L’ex-archevêque de Tanger, Santiago Agrelo, est revenu sur les raisons de son départ du Maroc en 2019 après la brouille diplomatique entre Rabat et le Vatican suite à ses déclarations sur la situation des migrants dans le royaume.

Invité par la revue « Vida religiosa » dans une table ronde sur l’incidence politique des organisations ecclésiastiques, Santiago Agrelo, qui a officié pendant 12 ans au Maroc, a partagé son expérience et a révélé les véritables raisons derrière son départ à la suite à la visite du pape François au Maroc.

En pleine préparation de la visite du Pape, effectuée les 30 et 31 mars 2019, Santiago Agrelo reçoit un courrier la nonciature (« ambassade » du Vatican). « Chère excellence (…) Je tiens à vous informer que le vendredi 7 mars dernier, j’ai été convoqué par le ministre des Affaires étrangères du Maroc en raison de l’interview que vous avez donnée à l’occasion de la conférence de presse précédant la visite apostolique du Saint-Père », lit-on dans le courrier de la nonciature, daté du 12 mars, divulgué par le site Religion Digital.
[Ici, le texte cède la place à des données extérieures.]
PR #403, opened 2025-08-27
Begin Utils split -- NEEDS TESTING!

NyakoFox:
This is a massive PR, and definitely a symptom of "we'll do it later", knowing fully well that it gets worse and worse as time passes.

The amount of functions in `Utils` is insane, and I can't believe it's entirely documented (thank you, contributors!) but it's far too much. People understand black boxes more than Utils. Someone asks if a function exists, someone replies with "Yep, it's in Utils!" and they roll their eyes so far, they fall into their skull. Utils, a small container class for various common utilities, has outgrown its purpose and become a monster that nobody can tame. It's not a small container, it makes up 90% of engine code. I made that statistic up on the spot, but I bet you believed it anyway. That's how bad this is.

This commit tries to split Utils. Keyword: TRIES. But it's so big, so massive, that it's intertwined in everything, like a tree planting its roots. It's so deep in, you can find those roots anywhere you dig. So, this commit has to not only split Utils, but make the Utils functions redirect to their split versions, to not horribly break EVERY SINGLE MOD IN EXISTENCE. If that's not bad enough, I did a quick search -- and the pattern `(?<!\w)Utils\.` matches 810 times inside Kristal itself! And that's after I replaced a ton of them!

Ranting aside... it's really bad. Not every function was moved out of Utils unfortunately, and it seems like I'd be here for days if I were to manually replace every single instance of `Utils` in the engine.

We'll probably keep the Utils module around for 0.10.0's release, and start trying to remove it during 0.11.0's development cycle.

Either way... the point of this commit is to organize everything, while NOT breaking every single mod. Aside from a few behavior changes, most things should still work perfectly. If not, please report this to us.

Known behavior changes:
- `Utils.numberFromKey(t, name)` has been removed
- `Utils.keyFromNumber(t, number)` has been removed
- `Utils.hexToRgb(hex, value)` now supports hex codes which aren't just #RRGGBB, so `value` can now be a multiplier if you enter hex with alpha, for example #00FF00AA
- `Utils.lerp`'s table support (now handled by TableUtils.lerp) is more strict and will error if table sizes are mismatched

This commit needs SO MUCH TESTING before it's ready. So please, give it a shot. Thank you.


NyakoFox:
If nobody has any problems with this PR, it'll be merged soon. I'll give it a few more days.

Rudxain:
Not sure if this is relevant, but I was planning to add this (verbatim copy from my branch):
```lua
--- `if`-`else` expression.
--- Equivalent to `condition and a or b`, if all values are truthy.
--- `condition ? a : b` (AKA "ternary operator") in other langs.
---
--- This exists for readability and correctness purposes.
---
---@generic T
---@param condition boolean
---@param a T
---@param b T
---@return T
function Utils.if3(condition, a, b)
    if condition then return a
    else return b
    end
end
```
In my branch, I've already replaced 1 instance of `a and b or c`. It's a small patch, so I won't mind if I have to start over

Hyperfae:
For some reason, my dark fountain pillar recreation is twice as wide on this branch. I'm gonna have to investigate that.
image

Code: https://github.com/Hyperboid/fountain_make_cine_test

Hyperfae:
I have found that it's an issue with the Utils.clampMap proxy function. Updating to use MathUtils.rangeMap and MathUtils.clamp resolves the issue.
```diff
diff --git a/scripts/objects/FMPillar.lua b/scripts/objects/FMPillar.lua
index 09f149b..aaefdd9 100644
--- a/scripts/objects/FMPillar.lua
+++ b/scripts/objects/FMPillar.lua
@@ -47,11 +47,11 @@ end
 function FMPillar:draw()
     love.graphics.push()
     love.graphics.translate(80, 720)
-    local height = Utils.clampMap(self.anim_timer, 0.2, 0.3, 3, 320)
-    love.graphics.scale(Utils.clampMap(self.anim_timer, 0.1, 0.2, 2, 1),1)
-    love.graphics.scale(Utils.clampMap(self.anim_timer, 6, 6.1, 1, 0),1)
+    local height = MathUtils.rangeMap(MathUtils.clamp(self.anim_timer, 0.2, 0.3), 0.2, 0.3, 3, 320)
+    love.graphics.scale(MathUtils.rangeMap(MathUtils.clamp(self.anim_timer, 0.1, 0.2), 0.1, 0.2, 2, 1),1)
+    love.graphics.scale(MathUtils.rangeMap(MathUtils.clamp(self.anim_timer, 6.0, 6.1), 6.0, 6.1, 1, 0),1)
     self:drawCoolEllipse(height, 100)
-    local inner_luma = Utils.clampMap(self.anim_timer, 3,4,1,0)
+    local inner_luma = MathUtils.rangeMap(MathUtils.clamp(self.anim_timer, 3.0,4.0), 3.0,4.0,1,0)
     Draw.setColor(inner_luma, inner_luma, inner_luma)
     self:drawCoolEllipse(height, 96)
     if DEBUG_RENDER then
```

NyakoFox:
> I have found that it's an issue with the Utils.clampMap proxy function. Updating to use MathUtils.rangeMap and MathUtils.clamp resolves the issue.

I might've solved the issue, give it a try?

Hyperfae:
Nope, still happens. Reversing the order of the MathUtils calls seems to work, though.
```lua
local function Utils_clampMap(val, min_a, max_a, min_b, max_b, mode)
    if min_a > max_a then
        min_a, max_a = max_a, min_a
        min_b, max_b = max_b, min_b
    end
    if mode and mode ~= "linear" then
        local range = MathUtils.clamp(MathUtils.rangeMap(val, min_a, max_a, 0, 1), 0, 1)
        return Utils.ease(min_b, max_b, range, mode)
    end
    return MathUtils.rangeMap(MathUtils.clamp(val, min_a, max_a), min_a, max_a, min_b, max_b)
end
```
Concerning that the behavior is different, though.

NyakoFox:
Actually no, that makes perfect sense. I've pushed the fix!

NyakoFox:
> Not sure if this is relevant, but I was planning to add this (verbatim copy from my branch):

I'm not sure how I feel about this yet, but you could probably get better docs from:

```lua
---@generic T, K
---@param condition boolean
---@param a T
---@param b K
---@return T|K
```

NyakoFox:
> If nobody has any problems with this PR, it'll be merged soon. I'll give it a few more days.

Last call -- I'll merge this tomorrow if nothing comes up.

NyakoFox:
Looks like we're overdue -- I forgot yesterday.

Let justice be done, though the heavens fall.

Dans le même courrier, la nonciature demande à l’archevêque de « s’abstenir d’accorder des interviews sur la question des émigrés, dans lesquelles le gouvernement du Maroc et sa politique sont critiqués ».

« Vous savez parfaitement qu’en ce moment nous n’avons pas besoin d’interviews qui créent un malaise entre le gouvernement et le peuple marocain », poursuit la nonciature, qui suggérait également à l’archevêque de « ne pas entrer dans l’évaluation de la question de la liberté de conscience, une question très difficile et dangereuse, qui ne nous concerne pas, nous autres étrangers, mais qui relève de la responsabilité du Roi et de son peuple ».

La nonciature a ainsi ordonné à Santiago Agrelo d’évoquer uniquement « la question humanitaire des migrants et l’assistance que le personnel et l’archevêque de Tanger accomplissent louablement en faveur des émigrés ».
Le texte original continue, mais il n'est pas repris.